May I make a point that may not seem very civil?
I hope you can take questions like this, and not be shocked or offended by them. No offence is intended.
    Sometimes I'm close to giving up when I hear clerical gentlemen claiming that the Catholic Church is the only authentic Church there is and that Christianity is superior to all other religions (described as 'gravely deficient'). They claim they're defending Christ and his work, but I wonder if they know how it turns people away? Religion is made to seem a cheap self-advertising thing. If it wasn't for two or three examples of real sanctity I would be gone. I'm blessed in knowing a few genuinely saintly people, and everything about them proves that real religion is exactly the opposite of claim and brazen assertion. It's hard not to sound angry, but I'm not so much angry as troubled and disillusioned. Despite everything I am looking for a way of surviving in the Catholic Church, but I want to live in it without that kind of claim being made on my behalf.
    I know that I am very far from being alone in these sentiments. What can you say to people like me?

Arthur M.

 

Dear Arthur,

    Yes, I know for a fact that you are very far from being alone: I have been asked your question many times. It is a burning question for our time, and it calls for serious reflection. I've been trying to reflect on it for some time, inadequately but as well as I can. I offer you the following brief instalment.
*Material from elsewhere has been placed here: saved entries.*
PR #750, opened 2025-06-25
Replacing usages of Device#getDPI

ShahzaibIbrahim:
Having the scale factor being based on the screen DPI leads to unexpected result. Having a screen dpi independent factor leads to consistent results.

### How to test

- Run this example 
- See if it doesn't break after the current changes. 
```
import org.eclipse.swt.layout.FillLayout;

import org.eclipse.draw2d.FigureCanvas;
import org.eclipse.draw2d.Graphics;
import org.eclipse.draw2d.LightweightSystem;
import org.eclipse.draw2d.SWTGraphics;
import org.eclipse.draw2d.geometry.Dimension;
import org.eclipse.draw2d.geometry.Rectangle;

import org.eclipse.gef.rulers.RulerProvider;

public class RulerFigureExample {

		Display display = new Display();
		Shell shell = new Shell(display);
		shell.setText("RulerFigure Standalone Example");
		shell.setSize(400, 100);
		shell.setLayout(new FillLayout());

		// Create FigureCanvas (Draw2D widget)
		FigureCanvas canvas = new FigureCanvas(shell);
		LightweightSystem lws = new LightweightSystem(canvas);

		// Create horizontal RulerFigure
		RulerFigure ruler = new RulerFigure(true, new RulerProvider() {
		});
		// Optionally set interval: major marks every 10 units, 5 divisions
		ruler.setInterval(10, 5);

		// Set preferred size
		Dimension prefSize = ruler.getPreferredSize(-1, -1);
		ruler.setBounds(new Rectangle(0, 0, 380, prefSize.height));

		// Set the root figure of the canvas to the ruler
		lws.setContents(ruler);

		// Add a PaintListener to the canvas's SWT control to explicitly call
		// paintFigure
		canvas.addPaintListener(e -> {
			// Create Draw2D Graphics from SWT GC
			Graphics graphics = new SWTGraphics(e.gc);
			// Manually call paintFigure on the ruler
			ruler.paintFigure(graphics);
		});

		shell.open();

		while (!shell.isDisposed()) {
				display.sleep();
			}
		}
		display.dispose();
	}
}

```

### Screenshot
image

### DIFF
--- a/org.eclipse.gef/src/org/eclipse/gef/internal/ui/rulers/RulerFigure.java
+++ b/org.eclipse.gef/src/org/eclipse/gef/internal/ui/rulers/RulerFigure.java
@@ -13,7 +13,6 @@
 package org.eclipse.gef.internal.ui.rulers;
 
 import org.eclipse.swt.SWT;
-import org.eclipse.swt.widgets.Display;
 
 import org.eclipse.draw2d.ColorConstants;
 import org.eclipse.draw2d.Figure;
@@ -52,6 +51,7 @@ public class RulerFigure extends Figure {
 	 * paintFigure(Graphics) method.
 	 */
 	private static final int BORDER_WIDTH = 3;
+	private static final float DOTS_PER_INCH = 96.0f;
 
 	private boolean horizontal;
 	private int unit;
@@ -78,7 +78,7 @@ public class RulerFigure extends Figure {
 			case RulerProvider.UNIT_PIXELS -> dpu = 1.0;
 			case RulerProvider.UNIT_CUSTOM -> dpu = rulerProvider.getCustomRulerDPU();
 			default -> {
-				dpu = transposer.t(new Dimension(Display.getCurrent().getDPI())).height;
+				dpu = DOTS_PER_INCH;
 				if (getUnit() == RulerProvider.UNIT_CENTIMETERS) {
 					dpu = dpu / 2.54;
 				}
--- a/org.eclipse.draw2d.examples/sandbox/swt/bugs/Bug81467.java
+++ b/org.eclipse.draw2d.examples/sandbox/swt/bugs/Bug81467.java
@@ -15,7 +15,6 @@ package swt.bugs;
 import org.eclipse.swt.graphics.Font;
 import org.eclipse.swt.graphics.GC;
 import org.eclipse.swt.printing.Printer;
-import org.eclipse.swt.widgets.Display;
 
 import org.eclipse.draw2d.PrinterGraphics;
 import org.eclipse.draw2d.SWTGraphics;
@@ -23,6 +22,7 @@ import org.eclipse.draw2d.SWTGraphics;
 public class Bug81467 {
 
 	public static void main(String[] args) {
+		final float DOTS_PER_INCH = 96.0f;
 		Font font = new Font(null, "Helvetica", 12, 0); //$NON-NLS-1$
 		Printer printer = new Printer();
 		printer.startJob("bugzilla 81467"); //$NON-NLS-1$
@@ -31,7 +31,7 @@ public class Bug81467 {
 		SWTGraphics graphics = new SWTGraphics(gc);
 		PrinterGraphics printGraphics = new PrinterGraphics(graphics, printer);
 
-		printGraphics.scale((double) printer.getDPI().x / Display.getDefault().getDPI().x);
+		printGraphics.scale(printer.getDPI().x / DOTS_PER_INCH);
 		printGraphics.setFont(font);
 		printGraphics.drawString("Hello world", 50, 50); //$NON-NLS-1$
 		printGraphics.dispose();


azoitl:
@Phillipus this may be interesting for you.

ShahzaibIbrahim:
> Can you please extract the 100 into some constant with a meaningful name and reuse this constant in all places.

Hi, I would like to do the same but honestly I don't have a very meaningful name for this constant. As I mentioned, it is a dpi independent factor. Perhaps you have something in mind?

azoitl:
I like your name proposals @ptziegler. However after spending more time today on this code I have a different concern. Is this change not breaking the idea of the ruler for inches and cms? I don't know any tool that is using inches or cm as unit for any drawing but for these the ruler would now look quite different and the units would not really match, or? How does this then effect printing?

ShahzaibIbrahim:
> > Hi, I would like to do the same but honestly I don't have a very meaningful name for this constant. As I mentioned, it is a dpi independent factor. Perhaps you have something in mind?
> 
> @ShahzaibIbrahim If I understand this correctly, you're now basically just converting between fractions and percents, rather than a DPI-dependent factors. So perhaps two constants `FRACTION_TO_PERCENT = 100.0` and `PERCENT_TO_FRACTION = 1 / FRACTION_TO_PERCENT` would do the trick? @azoitl wdyt?

Sounds good to me. Would it be okay If i place the constant in Printer class?

ptziegler:
> Would it be okay If i place the constant in Printer class?

As long as those are private field it's fine. If they are needed anywhere else later on, they can always be moved to a more central place.

org.eclipse.gef/src/org/eclipse/gef/internal/ui/rulers/RulerFigure.java
```diff
@@ -78,7 +78,7 @@ protected double getDPU() {
 			case RulerProvider.UNIT_PIXELS -> dpu = 1.0;
 			case RulerProvider.UNIT_CUSTOM -> dpu = rulerProvider.getCustomRulerDPU();
 			default -> {
-				dpu = transposer.t(new Dimension(Display.getCurrent().getDPI())).height;
+				dpu = FRACTION_TO_PERCENT;
```
ptziegler, line 81: I played around with this setting and I think in terms of backwards compatibility, the value must be 96 and not 100. But then the name of the constant is misleading again... Perhaps it should then be changed to DOTS_PER_INCH?

@azoitl This does indeed break the ruler, but in a good way.

This is the ruler at 100% zoom:

image

This is the ruler at 150% zoom, using `Display.getCurrent().getDPI())`:

150%_zoom

And this is the ruler at 150% zoom, but with a fixed dpu of 96.

image

The guide should remain at 2 and 4, but currently scales with the display zoom.

ptziegler:
I'll have a look at the printer this evening.

org.eclipse.gef/src/org/eclipse/gef/internal/ui/rulers/RulerFigure.java
azoitl: @ptziegler thx for testing and explaining. with 96 this makes sense at least for Windows and Linux. Not yet sure about MacOS, which I currently can not test. 

Is this also related to #754 and the work to always draw on 100% and introduce the native zoom into the Graphics?

azoitl: Thx for the clarification. This are then good news.

ptziegler:
@ShahzaibIbrahim I've looked at your changes and added some feedback.If you update the constants then I think this will be a solid change.

org.eclipse.draw2d/src/org/eclipse/draw2d/PrinterGraphics.java
```diff
@@ -113,7 +114,7 @@ float zoomLineWidth(float w) {
 	public void setLineAttributes(LineAttributes attributes) {
 		if (attributes.style == SWT.LINE_CUSTOM && attributes.dash != null && attributes.dash.length > 0) {
 			float[] newDashes = new float[attributes.dash.length];
-			float printerDot = (float) printer.getDPI().y / Display.getCurrent().getDPI().y + 0.0000001f;
+			float printerDot = printer.getDPI().y / FRACTION_TO_PERCENT + 0.0000001f;
```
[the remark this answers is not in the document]
ptziegler: > Note though that this (wrong) behavior also appears with the 2024-12, so I think something in Draw2D is messing up the calculations.

After further testing, I noticed that printer.getDPI() always returns (600,600), regardless of the display zoom. Dividing this by 96 therefore always results in a constant. The scaling therefore seems to be the native scaling done by SWT, even though it shouldn't.

ShahzaibIbrahim:
> @ShahzaibIbrahim I've looked at your changes and added some feedback.If you update the constants then I think this will be a solid change.

From what I understand, the only requested change is to change the value of DOTS_PER_INCH from 100 to 96, is that right?

ptziegler:
> The problem that you are showing me is more of a font problem. With autoScaleOnRuntime the native zoom is updated to the current zoom where the shell is and the font are scaled accordingly but with autoScaleOnRuntime off, the nativeZoom is not adapted and hence the mismatch.

Just for clarification: I'm only testing this with a single monitor at 150% zoom. The problem is not the zoom level between different monitors, but between the monitor and the printer.

ShahzaibIbrahim:
@ptziegler so I will keep PrinterGraphics#zoomFontHeight method as is and replace the occurrences of getDPI on other places. Will try to replace the PrinterGraphics some other time.

ptziegler:
@ShahzaibIbrahim I played around with the printer a little bit more and I think the underlying issue is that information gets lost about the underlying zoom level.

Consider the following snippet and 125% zoom:
```java
package test;

import org.eclipse.swt.SWT;
import org.eclipse.swt.graphics.Font;
import org.eclipse.swt.graphics.Point;
import org.eclipse.swt.layout.FillLayout;
import org.eclipse.swt.widgets.Label;

public class Snippet {
		System.setProperty("swt.autoScale.updateOnRuntime", "true");
		String text = "Hello World";
		
		Shell shell = new Shell(SWT.NO_TRIM);
		shell.setLayout(new FillLayout());
		
		Font font = new Font(display, "Helvetica", 32, SWT.NONE);
		
		GC gc = new GC(shell);
		gc.setFont(font);
		Point size = gc.textExtent(text);
		gc.dispose();
		
		Label label  = new Label(shell, SWT.NONE);
		label.setFont(font);
		label.setText(text);
		
		shell.setSize(size.x, size.y);
		shell.open();
		
		while (!display.isDisposed()) {
			display.readAndDispatch();
		}
	}
}
```

Regardless of whether `scaleOnRuntime` is enabled, both shells are exactly the same. This is a problem for Draw2D, specifically for Labels, because the size of the label is based on the size of the text (at 125% zoom, of course).

image

You can even see this in a pure SWT example. This snippet will produce the scaling issues when printing the widget. However, when you use the Printer font in the paint() method as opposed to the Display font, the scaling issue disappears.

```java
package test;

import org.eclipse.swt.SWT;
import org.eclipse.swt.events.SelectionAdapter;
import org.eclipse.swt.events.SelectionEvent;
import org.eclipse.swt.graphics.Color;
import org.eclipse.swt.graphics.Device;
import org.eclipse.swt.graphics.Font;
import org.eclipse.swt.graphics.Point;
import org.eclipse.swt.layout.BorderData;
import org.eclipse.swt.layout.BorderLayout;
import org.eclipse.swt.printing.PrintDialog;
import org.eclipse.swt.printing.Printer;
import org.eclipse.swt.printing.PrinterData;
import org.eclipse.swt.widgets.Button;
import org.eclipse.swt.widgets.Canvas;

public class Snippet2 {
	private static final String displayText = "Hello World";
	private static Point displaySize;
	private static Font displayFont;
	
		Shell shell = new Shell();
		shell.setLayout(new BorderLayout());
		
		displayFont = new Font(display, "Helvetica", 32, SWT.NONE);
		
		GC gc = new GC(shell);
		gc.setFont(displayFont);
		displaySize = gc.textExtent(displayText);
		gc.dispose();
		
		Canvas canvas = new Canvas(shell, SWT.NONE);
		canvas.setLayoutData(new BorderData(SWT.CENTER));
		canvas.addPaintListener(event -> paint(display, event.gc));

		Button printMe = new Button(shell, SWT.PUSH);
		printMe.setText("Print It");
		printMe.setLayoutData(new BorderData(SWT.TOP));
		printMe.addSelectionListener(new SelectionAdapter() {
			@Override
			public void widgetSelected(SelectionEvent e) {
				PrintDialog dialog = new PrintDialog(shell);
				PrinterData pd = dialog.open();
				if (pd == null) {
					return;
				}
				Printer p = new Printer(pd);

				p.startJob("Print");
				GC gc = new GC(p);
				paint(p, gc);
				gc.dispose();
				p.endJob();
			}
		});
		
		shell.setSize(300, 300);
		shell.open();
		
		while (!display.isDisposed()) {
			display.readAndDispatch();
		}
	}
	
	private static void paint(Device device, GC gc) {
		Font f = new Font(device, displayFont.getFontData()[0]);
		gc.setFont(displayFont);
		
		gc.setBackground(new Color(255, 0, 0));
		gc.fillRectangle(0, 0, displaySize.x, displaySize.y);
		gc.setForeground(new Color(0, 255, 0));
		gc.drawString(displayText, 0, 0);
	}
}
```

ptziegler (approved):
The changes to the DPI for the ruler is sound and works fine when using different zoom levels. :+1:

But please don't be limited by my limitations.
    A friend told me I have a tendency to talk about language when the pressure is on! But I believe that that makes sense: pressure of argument is pressure on language; and it is when words are bearing a lot of weight that they may be discovered to be the wrong words for the job. There is a question that will never go away. It is: What kind of language is religious language?
    We cannot just say: it is language about God and "the things of God" (that pious phrase that evaporates when you look at it). Atheists could talk about God. But it would not be a language of experience of God - if they were genuine atheists. It might be theoretical language about God. Or it might be about their own experience of being at a loss for the meaning of religious language, and so on. Believers also sometimes use such language of loss, yet they remain all the more believers. The author of the 14th-century classic of Christian mysticism, The Cloud of Unknowing, wrote, "Now you put me a question and say: 'How might I think of [God] in himself and what is he?' And to this I can only answer thus: 'I have no idea.' For with your question you have brought me into that same darkness, into that same cloud of unknowing where I wish you were yourself." That was not the end of the matter for that writer; it was more like the beginning. Knowledge of God (rather than knowledge about God) is not knowledge of an 'object' - not even if we capitalise it 'Object'. This is not a quirky side-show of Christian theology; it is mainstream. Thomas Aquinas wrote that we are joined to God "as to the unknown," tamquam ignoto.    What I am bringing it to is this: at the deepest level the language of religion of a language of love, not a language of objects. Objects are 'out there', distinct from the 'subject' (the thinker or speaker) - even in the case where we are thinking about ourselves. In other words this kind of knowledge creates a distinction between subject and object. But a language of love is a language of union or communion; love unites - even while we know perfectly well that the loved one is a different person (or thing). "If God were in me and I were not in God, or if I were in God and God were not in me, there would be two," said Meister Eckhart. God and I are not two, he says; God is another kind of reality that cannot be counted along with a creature. We are not two. But neither are we one in being. We are one in love.
    What does it mean then when a Catholic or a Christian says, My Church, my religion, is the best? It means what it says. It is the language of love. St Francis de Sales wrote to the nuns of the Congregation he had founded, "You need not believe that your Congregation is the best in the world, only that it is the one you love best."
    This will surely sound like relativism to anyone who believes that the fundamental language of religion is a subject/object language. Such an objection shows a disbelief in the language of love, and even in the nature of love. But the language of love is a valid language. The man who says his wife is the most wonderful woman in the world is saying something perfectly valid (if he means it). He has come to that expression by his love, not by a process of elimination. Nor is he bound in consequence to say that all other women in the world are "gravely deficient." In certain moments she may put pressure on him to say just that! But if he is faithful to the nature of love he will resist it; it would be changing the nature of the discourse into something else: an assessment that is almost certain eventually to choke up love with jealousy and comparisons. The full mystery of marital love is revealed to the man through this woman and no other. He was never in a position to assess all the woman of the world and declare her the winner. And even if he were to declare her a 'winner' in some sense, it would put her in a very competitive and insecure position. His love is unconditional, it doesn't depend on what others are like. Likewise he is not in a position to line up all the religions of the world and adjudicate between them objectively; that would be to play God's role. The full mystery of God's love is revealed for a Christian through Jesus and no other. And a Christian's love for him is unconditional. That's the nature of love.
    I'm happy that you are immersed in this question. Don't give up! It is a wonderful exploration - dangerous too! Love is an eternal apprenticeship, and we all make many mistakes and say gauche things. But forgiveness too is part of love! You are blessed in having living examples of sanctity before you. In living we are one with what we do, in talking we may well be separate from it. At least it is clear that our Faith is a way of living before it is a way of talking.